# What is support vector machine/SVM

Last updated on：a year ago

SVM is usually mentioned in Machine Learning. But sometimes I still get confused that how it relates to ML.

# Definition

In machine learning, support vector machines/SVMs are supervised learning models with associated learning algorithms that analyse data for classification and regression analysis.

It follows the idea, Input vectors are non-linearly mapped to a very high-dimension feature space

Also, the neural network is a learning model of machine learning. Different learning models with a different cost function, characteristics, application.

Support vector machine is a large margin classifier.
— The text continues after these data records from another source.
Issue #1922, opened 2024-11-29
[wasm-metadata] support OCI annotations


yoshuawuyts:
## Description

During a BA Packaging SG meeting earlier this year we discussed adopting support for [OCI Annotations Spec](https://specs.opencontainers.org/image-spec/annotations/)-compatible metadata for Wasm Components. The idea is that language-tools like `cargo-component` can read metadata from e.g. `Cargo.toml` and encode it as custom sections in Wasm. And then tools like `wkg` can read those custom sections, and encode them into the OCI images in the correct locations. This makes it so that adding component metadata into registries is something that just happens automatically.

Currently `wasm-metadata` includes support for something called `RegistryMetadata`. This is encoded in Wasm binaries as a section named `registry-metadata` and stored as JSON. In the Packaging SG meeting we decided to deprecate this approach and instead replace it with a custom section per field.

A Support Vector Machine (SVM) performs classification by finding the hyperplane that maximizes the margin between the two classes. The vectors (cases) that define the hyperplane are the support vectors.

# SVM hypothesis

$$\min_\theta C \sum^{m}_{i=1} [y^{(i)} cost_1 (\theta^T x^{(i)}) + (1 - y^{(i)}) cost_0( \theta^T x^{(i)})] + \frac{1}{2} \sum^{n}_{i=1} \theta_j^2$$

## Need to specify

• Choice of parameter C
• Choice of kernel (similarity function)

For C, remember: if C is larger, $\theta$ or $\omega$ is larger, then the model is going to overfit

# Kernels

Adapt SVM to develop complex nonlinear classifier

$$f_i = \text{similarity} (x, l^{(i)}) = exp ( - \frac{|| x - l^{(i)}|| ^2}{2 \sigma ^2})$$

Superscript is still the level of layer.

## Kernel types

Linear kernel
$$\theta_0 + \theta_1 x_1 + … + \theta_n x_n \ge 0$$

Polynomial kernel

$$k(x,l) = (x^T l)^2, (x^T l)^3, (x^T l+1)^2, (x^T l + \text{constant})^{\text{degree}}$$
More esoteric

string k, chi-square k, histogram intersection k

# Logistic regression vs SVM

• If n is larger than m, use logistic regression or SVM without a kernel
With so many features, linear functions can fit very complicated non-linear function
• If n is small, m is intermediate
Use SVM with Gaussian kernel
• If n is small, m is large
Create/add more features, then use logistic regression or SVM without a kernel

Neural network likely to work well for most of these settings, but maybe slower to train.

# SVM in deep learning

Replace softmax by SVM.

Note that prediction using SVMs is exactly the same as using a softmax.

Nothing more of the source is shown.